Enterprise Architecture

You have a vision for your enterprise architecture; now let us help you draw up the blueprints.

 

Government organizations have grown to recognize the relationship between how a historically fractured approach to technology investment has led to overspending and limited their ability to provide superior citizen service more cost-effectively. As this realization has grown, so too has interest in enterprise architecture. A government organization’s enterprise architecture defines the information necessary to operate the organization, the technologies necessary to support the operations, and the transitional processes for implementing new technologies in response to the organization’s changing needs.

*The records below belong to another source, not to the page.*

PR #1369, opened 2026-04-20
gptel-preset: allow system directives to be nil

Stebalien:
Without this, emacs signals `gptel--apply-preset` signals if the preset's `system-message` (or `system`) is nil because `nil` is a valid symbol but isn't a known directive name


karthink:
Merged, thanks!

PR #1371, opened 2026-04-21
gptel-org: Lazy-load gptel in set-properties

### LINKED ISSUE #1370: gptel-org commands fail with void-variable gptel--preset when invoked before gptel.el is loaded
### Update verification

- [x] I have updated gptel to the latest commit and tested that the issue still exists (master `4747ffa`, v0.9.9.4-93-g4747ffa).

### Bug description

`gptel-org.el` uses several variables defined in `gptel.el` (`gptel--preset`, `gptel-backend`, `gptel-model`, `gptel--system-message`, …) but forward-declares them with bare `(defvar SYM)` forms (lines 33–42) and never `(require 'gptel)`. In gptel's usual flow this is fine — `gptel.el` is always loaded first via `gptel-mode` / `gptel-send` / similar — but if a `gptel-org-*` command is autoloaded and invoked cold, `gptel-org.el` loads in isolation, the forward-declared variables remain unbound, and the command errors.

This surfaces in Doom Emacs, which binds `gptel-org-set-topic` / `gptel-org-set-properties` to leader keys via autoloads and hits `void-variable gptel--preset` on first invocation. Doom-side fix (autoloads for the commands): doomemacs/doomemacs PR forthcoming.

### Backend

Other (bug is independent of backend).

### Steps to reproduce

Using `emacs -Q`:

1. Save as `/tmp/repro.el`:
   ```elisp
   (add-to-list 'load-path "/path/to/gptel")
   (autoload 'gptel-org-set-properties "gptel-org" nil t)
   (setq debug-on-error t)
   ```
2. `emacs -Q -nw -l /tmp/repro.el`
3. `M-x org-mode RET`
4. `M-x gptel-org-set-properties RET`

### Additional context

- Emacs: GNU Emacs 30.2.50
- OS: macOS 26.4.1 (Darwin 25.4.0)
- curl: 8.18.0
- gptel: master `4747ffa` (v0.9.9.4-93-g4747ffa)

### Backtrace

```elisp
Debugger entered--Lisp error: (void-variable gptel--preset)
  (and gptel--preset (gptel-get-preset gptel--preset))
  (let ((preset-spec (and gptel--preset (gptel-get-preset gptel--preset))))
    (if preset-spec
        (org-entry-put pt "GPTEL_PRESET" (gptel--to-string gptel--preset))
      (org-entry-delete pt "GPTEL_PRESET"))
    ...)
  gptel-org-set-properties(148 t)
  funcall-interactively(gptel-org-set-properties 148 t)
  command-execute(gptel-org-set-properties record)
  execute-extended-command(nil "gptel-org-set-properties" "gptel-org-set-properties")
```

### Log information

N/A — failure happens before any API call.

### Suggested fix

Add `(require 'gptel)` near the top of `gptel-org.el` alongside the existing `cl-lib` / `org-element` / `outline` requires. The forward declarations at lines 33–42 can stay (as byte-compiler hints) or be removed.

nwjsmith:
## Summary

`gptel-org-set-properties` can be autoloaded and invoked cold (for example from Doom Emacs leader bindings). In that path, `gptel-org.el` loads without `gptel.el`, so the forward-declared gptel variables such as `gptel--preset` remain unbound and the command errors with `(void-variable gptel--preset)`.

Fixes #1370.

## Change

Lazy-load `gptel` inside `gptel-org-set-properties` before reading the active gptel configuration. This keeps `(require 'gptel-org)` lightweight while ensuring this command has the variables/functions it needs when called standalone.

## Verification

- [x] `(require 'gptel-org)` in isolation does not load `gptel`
- [x] Cold `gptel-org-set-properties` call lazily loads `gptel` and writes properties when gptel config is supplied after load
- [x] `emacs -Q --batch -L . -f batch-byte-compile gptel-org.el`

### DIFF
--- a/gptel-org.el
+++ b/gptel-org.el
@@ -24,6 +24,7 @@
 
 ;;; Code:
 (require 'cl-lib)
+(require 'gptel)
 (require 'org-element)
 (require 'outline)
 (require 'mailcap)                    ;FIXME Avoid this somehow
--- a/gptel-org.el
+++ b/gptel-org.el
@@ -607,6 +607,7 @@ gptel model and backend names, the system message, active tools, the
 response temperature, max tokens and number of conversation turns to
 send in queries.  (See `gptel--num-messages-to-send' for the last one.)"
   (interactive (list (point) t))
+  (require 'gptel)
   (let ((preset-spec (and gptel--preset (gptel-get-preset gptel--preset))))
     (if preset-spec
         (org-entry-put pt "GPTEL_PRESET" (gptel--to-string gptel--preset))


karthink:
> But when a `gptel-org-*` command is autoloaded and
> invoked cold, `gptel-org.el` loads in isolation, the forward-declared variables
> remain unbound...

Is the problematic command `gptel-org-set-properties`?  Is there anything else?  I'm not sure that I want to load all of gptel unless it's needed.  I can work around it in this command.

nwjsmith:
@karthink as far as I can would you be more comfortable with lazy loading within `gptel-org-set-properties`? i.e.

```elisp
   (defun gptel-org-set-properties (pt &optional msg)
     ; ...
     (require 'gptel)
     ; ...
     )
```

karthink:
@nwjsmith That should be fine, let's do that for now!  I need to revisit the loading order before the 1.0 release, I've made a note of this PR for then.

nwjsmith:
@karthink all set!

karthink:
Merged, thanks!

PR #1372, opened 2026-04-22
Add post-insert hooks for tool and reasoning blocks

### LINKED ISSUE #1358: Post-render hook with bounds for inserted tool result blocks
I’m prototyping an external package that uses `gptel` as the rendering surface for a different tool-using runtime, and one small seam I keep wishing for is a public post-render hook for tool result blocks.

Right now, if I want to do anything with the exact block `gptel` inserted — for example:

- add overlays
- style diffs or subregions
- attach markers/metadata
- tweak the visible body while keeping gptel’s fenced container

— I end up looking at `gptel--display-tool-results`.

Would you be open to a small hook here? Something like `gptel-after-display-tool-result-functions`, with access to the tool/spec, args, result, `info`, buffer, and ideally the inserted block bounds.

I’m not proposing any new default UI. This would just give downstream packages a supported way to post-process the rendered tool block instead of advising internals.

This may be adjacent to #1092, but the specific ask here is: once `gptel` has already inserted the tool result block, is there a public extension point for operating on that exact region?

If this seems reasonable, I’d be happy to draft a small PR.

### LINKED ISSUE #1359: Tiny public seam around reasoning auto-folding
I’m experimenting with an external frontend package that uses `gptel` for rendering, and one small thing I keep running into is reasoning auto-folding.

Right now the display policy for inline reasoning seems fixed to:

- show while streaming
- fold when the block closes

That default makes sense, but if I want to keep reasoning expanded in some sessions, the only route I’ve found is advising `gptel--display-reasoning-stream`.

Would you be open to a tiny public seam here? I think either of these would be enough:

1. a small option like `gptel-auto-fold-reasoning` (default `t`)
2. or a hook that runs when the reasoning block closes

I’m not asking for a bigger reasoning UI — just a supported way for downstream packages to opt out of the final auto-fold behavior without patching internals.

If that seems reasonable, I’d be happy to draft a minimal PR in whichever form you’d prefer.

oneingan:
This adds two small UI hooks:
- `gptel-post-tool-insert-functions`
- `gptel-post-reasoning-insert-functions`

Each is called with the beginning and end positions of the inserted block.

The idea is to provide a supported post-render seam for packages that want to act on gptel's rendered tool and reasoning blocks, without extending `gptel-request` or the tool-call hooks.

The reasoning hook runs after the block has been closed and folded.

Closes #1358
Closes #1359

### DIFF
--- a/NEWS
+++ b/NEWS
@@ -156,6 +156,12 @@
   results, block the tool call but continue the request, or stop the
   request entirely.
 
+- New hooks ~gptel-post-tool-insert-functions~ and
+  ~gptel-post-reasoning-insert-functions~ run after gptel inserts tool
+  and reasoning blocks into a buffer.  These are UI-layer hooks, and
+  each function is called with the beginning and end positions of the
+  inserted block.
+
 - New variable ~gptel-bedrock-aws-cli-command~ to set the path to the
   AWS CLI command for the Bedrock backend.  Defaults to "ews".
 
--- a/README.org
+++ b/README.org
@@ -1660,6 +1660,12 @@ In dedicated chat buffers: you can additionally customize =gptel-prompt-prefix-a
 
 For more custom formatting, use =gptel-pre-response-hook= and =gptel-post-response-functions=.
 
+If you want to act on rendered reasoning or tool blocks, use
+=gptel-post-reasoning-insert-functions= or
+=gptel-post-tool-insert-functions=.  These are UI hooks: they run when
+gptel inserts these blocks into a buffer, such as via =gptel-send=,
+and are not part of the =gptel-request= API.
+
 #+html: </details>
 #+html: <details><summary>
 **** How does gptel distinguish between user prompts and LLM responses?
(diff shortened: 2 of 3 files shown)


karthink:
Instead of searching for the tool block start and end, it would be simpler to just record these positions beforehand?  Insertion is controlled by gptel's callbacks anyway so this information should be available.

karthink:
@oneingan Please try to record these positions in the "forward pass" instead of searching for text in the buffer afterwards.  This is fragile and harder to update if the tool/reasoning block format changes in the future.

oneingan:
Thanks, updated. The hook bounds are now recorded during the insertion path instead of being rediscovered by searching the buffer afterwards:

- string insertion callbacks return the inserted text bounds
- reasoning/tool renderers derive block bounds from those forward insertion bounds
- removed the regex-based rendered block bound helpers

Checked with:
- `git diff --check upstream/master..HEAD`
- `emacs -Q --batch -L . -f batch-byte-compile gptel.el`
- batch smoke checks for non-streaming reasoning, streaming reasoning, and tool block hook bounds

PR #1374, opened 2026-04-23
gptel-transient: Update the transient menu after applying prefixes

### LINKED ISSUE #1373: The value shown in gptel-menu doesn't update when a preset uses :eval or :function

### Bug Description

The value shown in gptel-menu doesn't update when a preset uses :eval or :function. However, the updated value is saved to the variable. I used the following to test.

    (gptel-make-preset 'test-preset
      :max-tokens '(:eval 1000))
    
    (gptel-make-preset 'test-preset2
      :max-tokens '(:function (lambda (val) (max 10000))))

### Backend

None

### Steps to Reproduce

See above.

### Additional Context

GNU Emacs 30.2 (build 2, x86_64-pc-linux-gnu, GTK+ Version 3.24.52, cairo version 1.18.4)
Linux 6.19.12-arch1-1 #1 SMP PREEMPT_DYNAMIC Sat, 11 Apr 2026 22:36:29 +0000 x86_64 GNU/Linux

### Backtrace

```emacs-lisp

```

### Log Information

```json

```

djr7C4:
This fixes #1373.

gptel-save-preset already updates the transient when the prefix is actually
saved but currently this isn't done when it is merely applied.

### DIFF
--- a/gptel-transient.el
+++ b/gptel-transient.el
@@ -1055,7 +1055,9 @@ existing preset, as well."
                                         gptel--known-presets nil t)))))))
   (gptel--apply-preset preset
                        (or setter (lambda (sym val) (gptel--set-with-scope
-                                                sym val gptel--set-buffer-locally)))))
+                                                     sym val gptel--set-buffer-locally))))
+  (when transient--prefix
+    (transient-setup 'gptel-menu)))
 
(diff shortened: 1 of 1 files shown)


karthink:
Thanks, merged after "prefix" -> "preset" corrections.

Issue #1351, opened 2026-04-16
Ediff changes in gptel-rewrite are discarded


djr7C4:
### Please update gptel first -- errors are often fixed by the time they're reported.

- [x] I have updated gptel to the latest commit and tested that the issue still exists

### Bug Description

After running `gptel-rewrite` and submitting a prompt to rewrite the current region, the new text replaces the region. Pressing `RET` to bring up the `gptel-rewrite` menu and then `e` (to run ediff) brings up the `ediff` buffer as expected. However, moving through the diff regions using `n` from `ediff` and then pressing `a` (to select the original version of the difference region) has no effect after exiting `ediff` with `q`. Instead, the text in the buffer reflects what was returned by the LLM regardless of any changes made in `ediff`.

### Backend

None

### Steps to Reproduce

See above.

### Additional Context

GNU Emacs 30.2 (build 2, x86_64-pc-linux-gnu, GTK+ Version 3.24.50, cairo version 1.18.4)
Linux 6.17.4-arch2-1 #1 SMP PREEMPT_DYNAMIC Sun, 19 Oct 2025 19:21:18 +0000 x86_64 GNU/Linux

### Backtrace

```emacs-lisp
N/A
```

### Log Information

```json

```

karthink:
Thanks, I'll try to reproduce this.

I'm a little surprised to learn this because I've used gptel-rewrite + ediff + selective merging several times in the past without issues, and this code has not been touched in years.  Have I been merging text in the wrong direction all this time, I wonder 🤔

djr7C4:
Just to be sure, I tested it in a separate init directory (using emacs --init-directory) containing only the following init.el:

    (package-initialize)
    
    (defun djr-openai-get-key ()
      (auth-source-pass-get 'secret "<...>"))
    
    (use-package gptel
      :vc (:url "https://github.com/karthink/gptel.git"
           :branch "master"
           :rev :newest))
      
    (require 'gptel)
    (setq gptel-api-key #'djr-openai-get-key)

The behavior was the same as before.

djr7C4:
[...]

PR #1375, opened 2026-04-24
Enhance gptel--rewrite-ediff as per #1351

djr7C4:
gptel--rewrite-ediff has been changed so that the LLM response overlays are set
to the contents of buffer B when ediff quits. The contents of buffer A are still
the actual contents of the original buffer before the LLM edit (not the text
shown by the overlays). Additionally, `C-c C-a` and `C-c C-b` bindings have been
added to ediff to immediately quit and accept a buffer.

~The keymap should really be configurable but its inconvenient with the current
code since there isn't a convenient way to bind the local functions in
`defvar-keymap` form. It could be refactored of course but using several global
functions seems ugly compared to the current letrec implementation.~

Edit: a configuration option has now been added for the bindings.

### DIFF
--- a/gptel-rewrite.el
+++ b/gptel-rewrite.el
@@ -422,6 +422,11 @@ SWITCHES are diff arguments."
         (setq-local diff-jump-to-old-file t))
       (display-buffer diff-buf))))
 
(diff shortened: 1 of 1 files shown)


djr7C4:
Fixes #1351

PR #1376, opened 2026-04-25
Add gpt-5.5 and gpt-5.5-pro

djr7C4:


karthink:
@djr7C4 Thanks, merged!  I moved the models further down the list, because we want the first model in the list to be a -mini variant because that's the fallback when no backend is defined or when there is a backend-model mismatch.

PR #554, opened 2021-11-18
Edu 5216 simulation behavior como default

karenkrieger:

Replaced `skip` values for `default` on the documentation

#### How to test it?

[Workspace](Link goes here!)


docs/README.md
```diff
@@ -143,14 +143,14 @@ Check all props to configure your search data int the table below:
...
 | `skusFilter`           | `enum` | Refines the SKUs returned for each product in the query. The fewer returned SKUs, the more performant your shelf query will be. Available value options: `FIRST_AVAILABLE` (returns only the first available SKU), `ALL_AVAILABLE` (returns all available SKUs), and `ALL` (returns all product's SKUs).                                     | `ALL_AVAILABLE` |
-| `simulationBehavior`     | `enum` | Defines whether the search data will be up-to-date (`default`) or fetched using the Cache (`skip`). You should only use the last option if you prefer faster queries than the most up-to-date prices or inventory.                                                               | `default` |
+| `simulationBehavior`     | `enum` | Defines whether the search data will be up-to-date (`default`) or fetched using the Cache (`default`). You should only use the last option if you prefer faster queries than the most up-to-date prices or inventory.                                                               | `default` |
```
thalytafabrine, line 146:
```suggestion
| `simulationBehavior`     | `enum` | Defines whether the search data will be up-to-date (`default`) or fetched using the Cache (`skip`). You should only use the last option if you prefer faster queries than the most up-to-date prices or inventory.                                                               | `default` |
```

docs/README.md
```diff
@@ -143,14 +143,14 @@ Check all props to configure your search data int the table below:
...
 | `includedPaymentSystems`               | `string`                 | List of payment systems that should be considered when displaying the installment options to users. This prop configuration only works if the `installmentCriteria` prop was also declared. In case it was not, all available payment systems will be displayed regardless.                                  | `undefined` |
 
 
 
-> ⚠️ When the `simulationBehavior` prop is set as `skip`, it defines that the search data should only be fetched using the store's cache. This may impact the content displayed on store pages since the cache storage changes according to user interaction in each page.
+> ⚠️ When the `simulationBehavior` prop is set as `default`, it defines that the search data should only be fetched using the store's cache. This may impact the content displayed on store pages since the cache storage changes according to user interaction in each page.
```
thalytafabrine, line 153:
```suggestion
> ⚠️ When the `simulationBehavior` prop is set as `skip`, it defines that the search data should only be fetched using the store's cache. This may impact the content displayed on store pages since the cache storage changes according to user interaction in each page.
```
skip here is right, we just needed to change the examples

thalytafabrine (changes requested):

PedroAntunesCosta (approved):
LGTM

thalytafabrine (approved):

PR #562, opened 2021-12-14
Fix/orderby behaviour on custom query

gabrielHosino:

When we use the SearchResultLayoutCustomQuery block, changing the orderby select does not change the order of the products shown. This PR seeks to correct that, by adding a check if the order key exists in the querystring of the URL. 

#### How to test it?

You can use this [Workspace](https://affiliates--gabrielhosinoio.myvtex.com/affiliates/lojasa) with the new solution working. That link will take you to a new custom page the FPA BR team is working on. There, we use the SearchResultLayoutCustomQuery 

https://user-images.githubusercontent.com/8519076/145996367-b97260c3-95ba-4f92-8a4d-daf8b425efe9.mp4

### DIFF
--- a/CHANGELOG.md
+++ b/CHANGELOG.md
@@ -7,6 +7,9 @@ and this project adheres to [Semantic Versioning](http://semver.org/spec/v2.0.0.
 
 ## [Unreleased]
 
+### Fix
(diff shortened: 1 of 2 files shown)


hiagolcm (approved):
Simple and clean. thanks for the contribution

PR #589, opened 2022-06-09
Types notation and object clone fixes

ganobrega:
- Changed the name of interface `Filters` to `Filter`
- Changed the name of interface `Facets` to `Facet`
- Changed the object clone method

1. Typescript code improvements
2. Object Clone improvements
   In this example, we can see what happens when using a clone of object with spread operator: 
Captura de Tela 2022-06-09 às 14 55 48

When using the spread operator, the variable `filterCopy` points to the same object `filter` in memory. Not making sense to use `filterCopy`.

In this example, we can see what happens when using a clone of object with `JSON.parse` and `JSON.stringify`:
Captura de Tela 2022-06-09 às 14 55 59

The object in `filterCopy` is really a copy of `filter`, and we can change securely.

#### How to test it?
- `vtex test`

### DIFF
--- a/react/utils/sortFilterValues.ts
+++ b/react/utils/sortFilterValues.ts
@@ -1,6 +1,6 @@
 import { SPEC_FILTERS, ASC, DESC } from '../constants'
 
-interface Filters {
+interface Filter {
   key: string
   quantity: number
   title: string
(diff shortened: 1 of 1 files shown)


thalytafabrine (commented):
can you update the changelog?

PR #591, opened 2022-06-22
replace react-outside-click-handler

hiagolcm:

[`react-outside-click-handler` is a large lib and the maintainers don't have plans to decrease it](https://github.com/airbnb/react-outside-click-handler/issues/24)

This PR replaces the react-outside-click-handler with a 1st party component

#### How to test it?

[Workspace](https://hiago--storecomponents.myvtex.com/)

Open the filter and close it by clicking outside of it


thalytafabrine (commented):
I think your workspace is outdated, but the code looks good to me 🙃 

image

PR #592, opened 2022-07-08
Add structured data

polishq:

In the past, IO search pages imported the `ProductList` component from `vtex.structured-data` so that schema.org LD+JSON data would be rendered to the page. Example [here](https://github.com/vtex-apps/store/blob/431dcd37736f670f620bbd85af11db262d22c8a2/react/SearchWrapper.tsx#L440). This is very helpful for SEO. 

This PR attempts to do the same, importing the `ProductList` component and rendering it as part of this app's `Gallery` component. 

#### How to test it?

Linked here: https://arthur--budgetgolf.myvtex.com/category/mens-golf-vests

and you can see the results in Google's Rich Results test: https://search.google.com/test/rich-results/result/r%2Fproduct?id=CGCKmWDfO399fO2z6LV-Qg


.prettierrc
```diff
@@ -1 +1 @@
-"@vtex/prettier-config"
+"@vtex/prettier-config"
```
danzanzini, line 1:
```suggestion
"@vtex/prettier-config"

```

danzanzini (approved):
Nice improvement. Code looks good to me 🚀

Making the Connections Between Process and Technology

LMI helps government organizations construct enterprise architectures that lead to improvements in the design, modernization, use, sharing, and performance of resources. To help structure our approach, we developed our own method, the LMI Enterprise Architecture Practice, or LEAP®, for evaluating the impact and consequences of changes in technology and business processes. With LEAP we start at the mission level—taking an enterprise look at an organization’s business processes. From that perspective, we identify the data needed to drive the business processes. We then use this information to help guide an agency’s IT investment decisions.

Our consultants bring more than a decade’s worth of experience in the enterprise architecture field, as well as the knowledge attendant on our membership in such global standards bodies as W3C, ANSI, ASC X12, and UN/CEFACT. Our goal is to develop enterprise architectures for clients that deliver a “line of sight” from processes to particular data elements. We have helped clients from the General Services Administration to the Transportation Security Administration resolve the complex interplay of process and technology.

LMI’s enterprise architecture capabilities include the following:

  • Develop effective IT strategic plans, governance, and investment decisions
  • Develop architectures compliant with the U.S. Office of Management and Budget (OMB) Federal Enterprise Architecture Program Management Office (FEA PMO) and Department of Defense Architecture Framework (DoDAF)
  • Support acquisition and implementation activities, and ensure data interoperability and standardization.